▸ **WHAT IS EXPECTED**: Please return, with no alterations, the lines below from the very first through the one that contains "this looks to".

▸ **Data records**:
"""

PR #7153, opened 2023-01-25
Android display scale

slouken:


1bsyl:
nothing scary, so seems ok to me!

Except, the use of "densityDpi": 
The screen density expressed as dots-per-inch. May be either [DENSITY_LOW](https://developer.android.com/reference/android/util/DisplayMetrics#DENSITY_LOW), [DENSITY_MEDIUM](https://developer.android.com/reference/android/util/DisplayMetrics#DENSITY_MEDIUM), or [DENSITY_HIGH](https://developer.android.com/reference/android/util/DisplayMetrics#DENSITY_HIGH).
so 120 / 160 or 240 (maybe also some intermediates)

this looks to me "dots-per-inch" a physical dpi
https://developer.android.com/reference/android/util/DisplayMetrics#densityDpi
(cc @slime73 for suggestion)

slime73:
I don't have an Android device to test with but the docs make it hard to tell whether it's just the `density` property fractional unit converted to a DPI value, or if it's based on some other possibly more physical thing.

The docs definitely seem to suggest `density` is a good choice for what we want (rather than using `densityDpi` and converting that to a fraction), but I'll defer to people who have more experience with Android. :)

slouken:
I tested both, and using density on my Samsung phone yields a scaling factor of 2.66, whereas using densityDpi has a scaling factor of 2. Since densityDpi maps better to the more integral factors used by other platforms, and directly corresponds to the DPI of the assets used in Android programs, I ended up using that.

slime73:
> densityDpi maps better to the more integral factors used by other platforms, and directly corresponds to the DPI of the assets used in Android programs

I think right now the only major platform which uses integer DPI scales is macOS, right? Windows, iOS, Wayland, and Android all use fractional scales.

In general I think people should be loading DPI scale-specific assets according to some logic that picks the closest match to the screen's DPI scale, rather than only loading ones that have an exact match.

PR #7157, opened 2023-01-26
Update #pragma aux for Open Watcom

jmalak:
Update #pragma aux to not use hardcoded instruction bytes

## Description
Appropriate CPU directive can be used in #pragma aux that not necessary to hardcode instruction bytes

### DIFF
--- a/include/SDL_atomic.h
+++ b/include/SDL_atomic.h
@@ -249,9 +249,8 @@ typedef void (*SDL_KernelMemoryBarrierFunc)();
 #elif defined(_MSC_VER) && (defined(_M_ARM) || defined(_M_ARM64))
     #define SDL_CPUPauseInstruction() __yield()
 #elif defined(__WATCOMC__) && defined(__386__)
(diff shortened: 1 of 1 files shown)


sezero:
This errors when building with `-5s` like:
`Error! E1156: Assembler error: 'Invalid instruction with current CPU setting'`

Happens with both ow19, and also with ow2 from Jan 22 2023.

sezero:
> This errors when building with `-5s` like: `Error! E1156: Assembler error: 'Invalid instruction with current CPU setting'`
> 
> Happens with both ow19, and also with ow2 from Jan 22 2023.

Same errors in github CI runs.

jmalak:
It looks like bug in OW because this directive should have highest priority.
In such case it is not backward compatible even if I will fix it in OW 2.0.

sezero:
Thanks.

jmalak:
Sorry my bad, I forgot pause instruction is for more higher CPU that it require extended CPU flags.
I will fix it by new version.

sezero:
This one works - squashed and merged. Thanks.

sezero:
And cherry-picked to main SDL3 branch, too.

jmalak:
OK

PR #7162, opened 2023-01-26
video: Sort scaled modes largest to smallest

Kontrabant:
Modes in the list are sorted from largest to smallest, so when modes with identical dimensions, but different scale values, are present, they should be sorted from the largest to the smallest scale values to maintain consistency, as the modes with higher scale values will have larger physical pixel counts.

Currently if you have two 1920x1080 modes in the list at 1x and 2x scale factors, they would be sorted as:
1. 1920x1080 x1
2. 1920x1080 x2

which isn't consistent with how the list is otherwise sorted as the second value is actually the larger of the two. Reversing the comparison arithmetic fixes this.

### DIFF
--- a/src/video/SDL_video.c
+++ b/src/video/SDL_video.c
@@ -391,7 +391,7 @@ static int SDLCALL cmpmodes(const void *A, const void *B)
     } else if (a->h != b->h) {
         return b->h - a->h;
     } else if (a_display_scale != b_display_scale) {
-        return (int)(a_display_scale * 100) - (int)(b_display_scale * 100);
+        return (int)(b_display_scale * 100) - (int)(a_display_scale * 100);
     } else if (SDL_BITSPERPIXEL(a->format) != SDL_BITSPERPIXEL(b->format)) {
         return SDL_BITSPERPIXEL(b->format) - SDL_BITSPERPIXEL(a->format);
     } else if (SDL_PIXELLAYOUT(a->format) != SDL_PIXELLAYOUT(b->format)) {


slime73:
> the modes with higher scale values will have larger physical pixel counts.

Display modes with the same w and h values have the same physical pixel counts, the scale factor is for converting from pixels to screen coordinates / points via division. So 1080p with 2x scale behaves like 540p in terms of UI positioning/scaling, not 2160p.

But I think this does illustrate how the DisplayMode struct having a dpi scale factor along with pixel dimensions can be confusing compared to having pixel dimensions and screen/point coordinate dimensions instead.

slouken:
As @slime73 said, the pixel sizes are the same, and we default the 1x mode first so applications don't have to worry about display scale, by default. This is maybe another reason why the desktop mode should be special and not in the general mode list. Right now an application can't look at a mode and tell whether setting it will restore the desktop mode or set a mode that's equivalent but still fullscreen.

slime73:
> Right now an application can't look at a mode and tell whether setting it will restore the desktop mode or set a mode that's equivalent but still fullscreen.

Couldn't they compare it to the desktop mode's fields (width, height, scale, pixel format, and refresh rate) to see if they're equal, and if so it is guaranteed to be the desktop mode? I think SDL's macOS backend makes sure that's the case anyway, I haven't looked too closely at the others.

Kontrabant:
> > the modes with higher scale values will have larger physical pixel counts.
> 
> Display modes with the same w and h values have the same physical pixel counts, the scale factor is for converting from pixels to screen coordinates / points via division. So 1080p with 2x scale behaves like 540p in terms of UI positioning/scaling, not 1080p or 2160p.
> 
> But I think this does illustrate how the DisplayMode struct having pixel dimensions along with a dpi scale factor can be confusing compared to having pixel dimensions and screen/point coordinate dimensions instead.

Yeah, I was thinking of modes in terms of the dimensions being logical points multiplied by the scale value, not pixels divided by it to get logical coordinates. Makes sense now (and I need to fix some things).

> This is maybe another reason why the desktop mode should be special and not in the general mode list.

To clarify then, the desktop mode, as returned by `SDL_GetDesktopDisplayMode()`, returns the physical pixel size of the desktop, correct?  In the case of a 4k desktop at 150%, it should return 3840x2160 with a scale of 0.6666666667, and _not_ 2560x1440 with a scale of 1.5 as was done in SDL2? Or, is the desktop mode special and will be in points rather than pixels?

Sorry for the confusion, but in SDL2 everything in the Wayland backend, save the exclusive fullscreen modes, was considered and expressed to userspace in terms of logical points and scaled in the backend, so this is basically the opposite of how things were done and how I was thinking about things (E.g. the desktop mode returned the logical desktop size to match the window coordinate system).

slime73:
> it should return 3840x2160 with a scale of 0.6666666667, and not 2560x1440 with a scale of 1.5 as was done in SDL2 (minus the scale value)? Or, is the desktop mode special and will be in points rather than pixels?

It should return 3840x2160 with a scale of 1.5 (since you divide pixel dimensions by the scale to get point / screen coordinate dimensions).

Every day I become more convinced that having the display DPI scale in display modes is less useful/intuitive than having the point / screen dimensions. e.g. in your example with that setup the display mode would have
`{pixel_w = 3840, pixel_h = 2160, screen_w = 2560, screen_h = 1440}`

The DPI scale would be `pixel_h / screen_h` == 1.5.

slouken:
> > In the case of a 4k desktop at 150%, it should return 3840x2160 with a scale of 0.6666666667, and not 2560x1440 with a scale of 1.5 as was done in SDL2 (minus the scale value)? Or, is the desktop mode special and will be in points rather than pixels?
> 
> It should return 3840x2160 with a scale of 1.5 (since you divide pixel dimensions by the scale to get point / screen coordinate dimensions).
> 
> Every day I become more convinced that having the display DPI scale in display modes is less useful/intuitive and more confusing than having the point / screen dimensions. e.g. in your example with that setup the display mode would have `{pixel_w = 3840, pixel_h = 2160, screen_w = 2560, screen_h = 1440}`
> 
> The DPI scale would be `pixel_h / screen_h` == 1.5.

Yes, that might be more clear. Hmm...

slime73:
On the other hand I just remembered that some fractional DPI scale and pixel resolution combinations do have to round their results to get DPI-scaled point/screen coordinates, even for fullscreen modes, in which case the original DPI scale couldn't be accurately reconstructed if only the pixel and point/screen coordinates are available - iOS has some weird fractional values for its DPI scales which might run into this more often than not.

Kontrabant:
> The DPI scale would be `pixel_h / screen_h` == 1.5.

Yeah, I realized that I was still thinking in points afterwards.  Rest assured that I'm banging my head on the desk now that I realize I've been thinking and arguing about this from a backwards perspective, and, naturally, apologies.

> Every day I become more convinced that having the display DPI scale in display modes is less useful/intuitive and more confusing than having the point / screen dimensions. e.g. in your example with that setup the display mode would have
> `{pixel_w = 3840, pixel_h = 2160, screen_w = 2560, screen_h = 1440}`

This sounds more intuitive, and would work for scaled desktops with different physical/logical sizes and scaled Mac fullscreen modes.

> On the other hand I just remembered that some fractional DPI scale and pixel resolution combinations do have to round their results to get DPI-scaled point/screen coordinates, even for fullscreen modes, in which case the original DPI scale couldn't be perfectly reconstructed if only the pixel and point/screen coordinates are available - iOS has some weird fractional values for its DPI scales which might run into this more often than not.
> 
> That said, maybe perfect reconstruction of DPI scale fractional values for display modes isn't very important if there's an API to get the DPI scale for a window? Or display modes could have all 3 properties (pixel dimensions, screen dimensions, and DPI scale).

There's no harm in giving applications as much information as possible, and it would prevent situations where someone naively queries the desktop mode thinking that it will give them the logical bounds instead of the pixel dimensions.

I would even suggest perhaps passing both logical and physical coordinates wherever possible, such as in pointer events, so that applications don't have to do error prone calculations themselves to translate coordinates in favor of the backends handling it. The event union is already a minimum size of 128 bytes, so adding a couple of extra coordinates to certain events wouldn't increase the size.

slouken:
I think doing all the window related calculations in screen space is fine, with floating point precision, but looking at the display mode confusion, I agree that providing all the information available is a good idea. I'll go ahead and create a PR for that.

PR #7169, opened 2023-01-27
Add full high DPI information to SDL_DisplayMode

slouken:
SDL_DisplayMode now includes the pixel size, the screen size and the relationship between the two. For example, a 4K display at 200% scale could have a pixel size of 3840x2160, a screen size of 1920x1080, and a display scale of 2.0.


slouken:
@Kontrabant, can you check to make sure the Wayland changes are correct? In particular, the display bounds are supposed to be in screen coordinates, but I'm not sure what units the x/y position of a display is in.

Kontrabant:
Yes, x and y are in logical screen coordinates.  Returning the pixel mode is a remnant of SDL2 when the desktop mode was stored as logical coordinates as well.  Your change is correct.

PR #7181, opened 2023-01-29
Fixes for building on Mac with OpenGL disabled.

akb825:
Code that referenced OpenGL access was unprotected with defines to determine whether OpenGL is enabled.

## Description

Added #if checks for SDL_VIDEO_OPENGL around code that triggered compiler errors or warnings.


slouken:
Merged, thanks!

"""

▸ **EXERCISE SOLUTION**:
PR #7153, opened 2023-01-25
Android display scale

slouken:


1bsyl:
nothing scary, so seems ok to me!

Except, the use of "densityDpi": 
The screen density expressed as dots-per-inch. May be either [DENSITY_LOW](https://developer.android.com/reference/android/util/DisplayMetrics#DENSITY_LOW), [DENSITY_MEDIUM](https://developer.android.com/reference/android/util/DisplayMetrics#DENSITY_MEDIUM), or [DENSITY_HIGH](https://developer.android.com/reference/android/util/DisplayMetrics#DENSITY_HIGH).
so 120 / 160 or 240 (maybe also some intermediates)

this looks to me "dots-per-inch" a physical dpi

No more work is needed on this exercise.